(Collected data)

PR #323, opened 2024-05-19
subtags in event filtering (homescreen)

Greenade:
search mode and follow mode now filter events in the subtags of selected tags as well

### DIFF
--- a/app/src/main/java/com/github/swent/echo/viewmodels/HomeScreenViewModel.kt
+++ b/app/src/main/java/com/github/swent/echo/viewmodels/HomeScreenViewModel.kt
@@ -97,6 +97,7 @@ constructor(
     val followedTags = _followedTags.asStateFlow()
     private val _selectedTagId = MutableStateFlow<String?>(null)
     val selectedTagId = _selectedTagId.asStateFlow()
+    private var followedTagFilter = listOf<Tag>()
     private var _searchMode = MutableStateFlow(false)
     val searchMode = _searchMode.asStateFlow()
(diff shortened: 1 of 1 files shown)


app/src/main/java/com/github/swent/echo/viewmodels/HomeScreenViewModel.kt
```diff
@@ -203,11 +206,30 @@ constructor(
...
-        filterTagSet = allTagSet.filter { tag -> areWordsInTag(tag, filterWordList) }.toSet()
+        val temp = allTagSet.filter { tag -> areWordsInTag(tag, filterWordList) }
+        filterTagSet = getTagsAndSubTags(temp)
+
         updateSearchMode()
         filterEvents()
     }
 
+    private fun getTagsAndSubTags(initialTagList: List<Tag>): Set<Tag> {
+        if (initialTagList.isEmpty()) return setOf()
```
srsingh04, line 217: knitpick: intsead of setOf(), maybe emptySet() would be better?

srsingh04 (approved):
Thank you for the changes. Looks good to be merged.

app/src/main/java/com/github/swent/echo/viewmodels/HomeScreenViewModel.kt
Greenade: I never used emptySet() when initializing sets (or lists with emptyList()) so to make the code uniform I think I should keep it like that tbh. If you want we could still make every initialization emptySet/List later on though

* [Work instruction]:
Nothing in the data may be omitted; transcribe it exactly.

* [Reply]:
PR #323, opened 2024-05-19
subtags in event filtering (homescreen)

Greenade:
search mode and follow mode now filter events in the subtags of selected tags as well

### DIFF
--- a/app/src/main/java/com/github/swent/echo/viewmodels/HomeScreenViewModel.kt
+++ b/app/src/main/java/com/github/swent/echo/viewmodels/HomeScreenViewModel.kt
@@ -97,6 +97,7 @@ constructor(
     val followedTags = _followedTags.asStateFlow()
     private val _selectedTagId = MutableStateFlow<String?>(null)
     val selectedTagId = _selectedTagId.asStateFlow()
+    private var followedTagFilter = listOf<Tag>()
     private var _searchMode = MutableStateFlow(false)
     val searchMode = _searchMode.asStateFlow()
(diff shortened: 1 of 1 files shown)


app/src/main/java/com/github/swent/echo/viewmodels/HomeScreenViewModel.kt
```diff
@@ -203,11 +206,30 @@ constructor(
...
-        filterTagSet = allTagSet.filter { tag -> areWordsInTag(tag, filterWordList) }.toSet()
+        val temp = allTagSet.filter { tag -> areWordsInTag(tag, filterWordList) }
+        filterTagSet = getTagsAndSubTags(temp)
+
         updateSearchMode()
         filterEvents()
     }
 
+    private fun getTagsAndSubTags(initialTagList: List<Tag>): Set<Tag> {
+        if (initialTagList.isEmpty()) return setOf()
```
srsingh04, line 217: knitpick: intsead of setOf(), maybe emptySet() would be better?

srsingh04 (approved):
Thank you for the changes. Looks good to be merged.

app/src/main/java/com/github/swent/echo/viewmodels/HomeScreenViewModel.kt
Greenade: I never used emptySet() when initializing sets (or lists with emptyList()) so to make the code uniform I think I should keep it like that tbh. If you want we could still make every initialization emptySet/List later on though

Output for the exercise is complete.